PR #6281, opened 2022-10-11
feat(lsif): pfff update, exposed generic functions

brandonspark:
## What:
This change adds some `pfff` changes that are needed for the LSIF experiment, and exposed some functions which are helpful for the LSIF experiment

## Why:
This change is a part of the LSIF experiment, as described by the scope doc here: https://www.notion.so/r2cdev/Semgrep-LSIF-Querying-e9261a3fbee94084a129014d599045bd

We are trying to use the LSIF format to get type information for free, instead of needing to implement a Typescript typechecker ourselves. To that end, DeepSemgrep needs an LSIF command-line flag to enable the experiment.

PR checklist:

### DIFF
--- a/semgrep-core/src/core_cli/Core_CLI.ml
+++ b/semgrep-core/src/core_cli/Core_CLI.ml
@@ -358,7 +358,6 @@ let mk_config () =
     match_format = !match_format;
     mvars = !mvars;
     lsp = !lsp;
-    lsif = false;
     timeout = !timeout;
     timeout_threshold = !timeout_threshold;
     max_memory_mb = !max_memory_mb;
--- a/semgrep-core/src/core_cli/Core_CLI.ml
+++ b/semgrep-core/src/core_cli/Core_CLI.ml
@@ -358,6 +358,7 @@ let mk_config () =
     match_format = !match_format;
     mvars = !mvars;
     lsp = !lsp;
+    lsif = false;
     timeout = !timeout;
     timeout_threshold = !timeout_threshold;
     max_memory_mb = !max_memory_mb;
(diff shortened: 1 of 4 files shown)


aryx:
need to merge develop first and solve the conflicts.

aryx (approved):
We probably want to move the lsif/lsp features to deep-semgrep.
It's a bit ugly to have deep-semgrep specific flags to Runner_config.ml, but
not sure we can do something else.

aryx:
Why do we need the lsif flag in Runner_config?

brandonspark:
> Why do we need the lsif flag in Runner_config?

The `Runner_config.t` is used in `Deep`. The type inherits. So we have to change the type in `semgrep` to make it available in DeepSemgrep's config.

aryx:
You dont need to use runnerconfig. You can pass flag around in deepsemgrep without runnerconfig

brandonspark:
> You dont need to use runnerconfig. You can pass flag around in deepsemgrep without runnerconfig

Would we really prefer to add another argument to `build_idx_and_setup_hooks_for_deep_semgrep`? I can do it, but I figured that it would start getting not nice when we have 5+ arguments to the function. Since we already have so many command-line options in `Runner_config.t` (which are set via cmdline), I figured it fit there.

emjin:
Maybe we can make a `Deep_semgrep_config`? I agree it's not great to have too many arguments to a function

emjin (approved):

aryx:
I would vote for Deep_semgrep_config.
I would try hard to avoid having deep-specific code in semgrep when we can.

------------------------------------------------

- [Exercise description] Write down exactly every line of the material above up to and including the line containing "need to merge".

- [Solution to this exercise]
PR #6281, opened 2022-10-11
feat(lsif): pfff update, exposed generic functions

brandonspark:
## What:
This change adds some `pfff` changes that are needed for the LSIF experiment, and exposed some functions which are helpful for the LSIF experiment

## Why:
This change is a part of the LSIF experiment, as described by the scope doc here: https://www.notion.so/r2cdev/Semgrep-LSIF-Querying-e9261a3fbee94084a129014d599045bd

We are trying to use the LSIF format to get type information for free, instead of needing to implement a Typescript typechecker ourselves. To that end, DeepSemgrep needs an LSIF command-line flag to enable the experiment.

PR checklist:

### DIFF
--- a/semgrep-core/src/core_cli/Core_CLI.ml
+++ b/semgrep-core/src/core_cli/Core_CLI.ml
@@ -358,7 +358,6 @@ let mk_config () =
     match_format = !match_format;
     mvars = !mvars;
     lsp = !lsp;
-    lsif = false;
     timeout = !timeout;
     timeout_threshold = !timeout_threshold;
     max_memory_mb = !max_memory_mb;
--- a/semgrep-core/src/core_cli/Core_CLI.ml
+++ b/semgrep-core/src/core_cli/Core_CLI.ml
@@ -358,6 +358,7 @@ let mk_config () =
     match_format = !match_format;
     mvars = !mvars;
     lsp = !lsp;
+    lsif = false;
     timeout = !timeout;
     timeout_threshold = !timeout_threshold;
     max_memory_mb = !max_memory_mb;
(diff shortened: 1 of 4 files shown)


aryx:
need to merge develop first and solve the conflicts.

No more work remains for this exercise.